Quando a encarei, assim que abri os olhos, foi como ouvir meu cérebro dizer "Olá filho da puta, acabo de entregar seu joguinho", e não havia nada que eu pudesse fazer para consertar aquilo. É claro que disfarcei durante todo o resto da reunião, mas ao deitar no sofá para tentar relaxar e dormir, senti meu rosto queimando em vergonha. Sou bastante extrovertido e tranquilo para algumas coisas, mas extremamente tímido para outras. Relacionamentos amorosos entram no segundo caso.
Ahh, se não fosse a cerveja, eu teria infartado diante do desafio de Mia, e não estou exagerando. Não deu pra ficar bêbado, porém, o pouco de coragem que o chá de cevada me proporcionou fora o suficiente para que eu cumprisse com meu dever de cabeça erguida. Obrigado, Heineken, por segurar minha mão nos momentos difíceis, você sempre terá um espaço no meu coração. Mas por favor, na próxima, apaga minha memória!
Seu rostinho assustado ficou impregnado na minha cabeça como uma cicatriz, só que mais bonita do que as que eu tinha nos joelhos, decorrentes de tombos bem dados nas ruas de Hamamatsu, Shizuoka. Aquela lagrimazinha solitária também não passou despercebida, e sua presença insistia em me convencer de que, sem dúvidas, ela havia entendido para quem me declarei.

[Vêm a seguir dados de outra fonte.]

PR #34161, opened 2023-11-16
Check for image data before calling imagecreatefromstring()

josephscott:
The current code can run into a few conditions where the end result is that imagecreatefromstring() is called on something that isn't actually an image.

I found two conditions where that happens. The first is where we end up with a NULL value at the end. The second is where a remote image is requested, but what you get back is something else ( like the HTML for an error page ).

This update adds checks to defend against both of those possible error conditions.


jeherve:
@josephscott Since this PR is open on a fork, it doesn't come with the utilities we have to run checks, and quickly test that PR on WordPress.com Simple. I've consequently opened a new PR with your changes and a few more things in #34164. Could you give it a look?

Thank you!

PR #34164, opened 2023-11-16
Toneque: Check for image before calling imagecreatefromstring()

jeherve:
## Proposed changes:

> **Note**
> This is a replay of #34161, on a branch instead of a fork.

The current code can run into a few conditions where the end result is that `imagecreatefromstring()` is called on something that isn't actually an image.

I found two conditions where that happens. The first is where we end up with a NULL value at the end. The second is where a remote image is requested, but what you get back is something else ( like the HTML for an error page ).

This update adds checks to defend against both of those possible error conditions.

It also moves away from a Jetpack-only function to a PHP function, `str_starts_with`, that has a polyfill in WP Core for folks still running an older version of PHP.

### Other information:

## Jetpack product discussion

* N/A

* No

## Testing instructions:

* TBD


jeherve (commented):
@josephscott Is there any chance you could check this PR against the site where you ran into the issue, or add some testing instructions to the PR for anyone wanting to reproduce this? I'm essentially curious as to when Tonesque ends up being called against something that is not an image. :)

Thank you!

josephscott:
@jeherve Thank you.  Yes, confirmed, I tried out this version of the patch and it solved the divide by zero issues I was seeing.

projects/plugins/jetpack/_inc/lib/tonesque.php
```diff
@@ -72,21 +72,24 @@ public static function imagecreatefromurl( $image_url ) {
...
 					}
 				}
 			}
 
 			if ( empty( $data ) ) {
 				$response = wp_safe_remote_get( $image_url );
-				if ( is_wp_error( $response ) ) {
+				if (
+					is_wp_error( $response )
+					|| ! str_starts_with( $response['headers']['content-type'], 'image/' )
```
anomiex: Hopefully there aren't too many misconfigured servers out there that serve images as `application/octet-stream` or the like.

anomiex (commented):
Looks ok. One comment, if we're fine with that possibility I'll approve.

projects/plugins/jetpack/_inc/lib/tonesque.php
josephscott: That would definitely be an issue.  Are you aware of any sites/services that do that?

anomiex: I don't know of any offhand, but the `$response['headers']['content-type']` will have whatever value the remote server decides to return for the content type, if it specifies a type at all.

Most servers will probably get it right, but some may not for some image types. For example, if someone's webserver is old enough it may not know about `image/webp` to call webp images that type.

josephscott: Do you have a preference on an alternative?  My goal is to avoid calling `imagecreatefromstring()` on something that isn't a function, and am happy to try out other approaches.

anomiex: Really calling `imagecreatefromstring()` (maybe with `@` and manual error handling) is probably the most straightforward way to check if you actually got an image.

Detecting an error page would be better done by looking at the response code. If the server returned a 2xx code, it's probably not an error page, and otherwise it probably is.

If you really want to check the type, you'd have to use something like `jetpack_mime_content_type()` except every function I see for doing something like that (including that one) wants to be passed a filename rather than the contents of the file.

josephscott: Hiding things behind `@` is generally discouraged.  I would be ok with a `2xx` response check, as that still does better than what we have now.

What about updating the conditional to be:

```php
            if ( empty( $data ) ) {
                $response = wp_safe_remote_get( $image_url );
                $response_code = (int) $response['response']['code'];
                if (
                    is_wp_error( $response )
                    || $response_code < 200
                    || $response_code > 299
                ) {
                    return false;
                }
                $data = wp_remote_retrieve_body( $response );
            }
```

/cc @jeherve

jeherve: Would something like this work for you?
493296901735d18c7e2d26c94af137c568401bf2

Edit: although you did say 2xx, so I suppose 0858e52e0835bf932b01649919a91e2c4def222c would be better, my bad.

anomiex: > Hiding things behind `@` is generally discouraged.

There's a difference between using `@` to ignore errors and using `@` to suppress PHP's default warnings in order to handle the problem in a better manner. But I'm fine with the response code check here, it's still an improvement.

anomiex (approved):

josephscott:
Thank you for getting this through, much appreciated!

PR #34165, opened 2023-11-16
Jetpack Sync: Gracefully handle exceptions when calculating checksums

fgiannar:
Jetpack Sync: Gracefully handle exceptions when calculating checksums

## Proposed changes:

* `Automattic\Jetpack\Sync\Replicastore\Table_Checksum_Users`: Adds missing `use Exception;`
* `Automattic\Jetpack\Sync\Replicastore`: Updates `checksum_histogram` method to gracefully handle exceptions by adding missing try/catch blocks and returning the corresponding `WP_Error`

**Bonus Performance Imrpovement:** I noticed that we are duplicating the same DB query (related to `get_range_edges`) when calculating buckets so I fixed that too.
**Bonus Performance Imrpovement 2:** No need to calculate buckets when retrieving the histogram in `checksum_histogram` when `$only_range_edges` is `true`. This means that we are only requesting the range edges and not the actual checksum histogram.

### Other information:

No

## Testing instructions:

- Using your sandbox you will need to trigger checksums/fetch range edges only while throwing Exceptions and confirm that you receive a corresponding WP_Error and the Exception was caught
- Using your sandbox ensure that when triggering checksums the buckets calculated match with/without the PR applies
- You will need to also test this on WPCOM too (see instructions below for testing on Simple sites)


darssen (dismissed):
Thanks a lot for working on this @fgiannar!

Changes look good! I especially like the find to not duplicate the same DB query when calculating buckets.

I tested changes in my sandbox for local environment and everything works as expected.

darssen (approved):

PR #34169, opened 2023-11-16
AI Assistant: default unlimited request limit

CGastrell:
Use same value as in backend for unlimited plan limit.

## Proposed changes:
This PR replaces the old value set by PHP_INT_MAX and uses a more JS safe value. It also removes the use of `Infinity` for the use of the new constant.

### Other information:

Ou poderia significar somente que minhas palavras foram bonitas, deixando-a emocionada.
Tanto faz. Eu não sabia, e sendo bem sincero, não queria saber. Tudo que eu desejava no momento era um chá de cogumelo que me fizesse viajar para outra dimensão, onde meu nome seria Barney e minha grande paixão seria a criação de caprinos, feita numa fazenda pacata longe de qualquer buceta proibida que pudesse me seduzir por anos.
O constrangimento era tão grande que mal consegui me concentrar na minha leitura noturna, e precisei reler o mesmo parágrafo umas vinte vezes. Ok, o fato de estar segurando o livro que ela me deu não ajudava em nada, mas eu estava interessadíssimo na história há tempos e não dava para desistir agora. As letras saltavam das páginas, as lembranças do acontecimento roubavam minha atenção, e quando eu me dava conta, estava paralisado e tomado por pensamentos.
Entretanto, com muito custo, consegui ler algumas páginas e peguei no sono, acordando somente na manhã seguinte graças ao aroma de café preparado por Marvin. À essa altura, o livro estava caído no chão e o edredom só cobria meus pés, mostrando que tive uma noite consideravelmente agitada. Não era para menos.
— Bom dia, Príncipe apaixonado! — Marvin começou, erguendo sua xícara em minha direção.
É, ninguém ia esquecer disso tão cedo.
Tentar falar comigo assim que acordo é inútil, pois minha resposta se limitará a murmúrios. Não é mau humor, mas sinto como se minha língua se recusasse a soltar o céu da boca, impedindo que qualquer palavra seja dita antes que eu coma ou beba algo. Por isso, levantei-me à contragosto e segui até a cozinha apertando os olhos, e eu sei que você está se coçando pra dizer que meus olhos já são apertados. Pois diga.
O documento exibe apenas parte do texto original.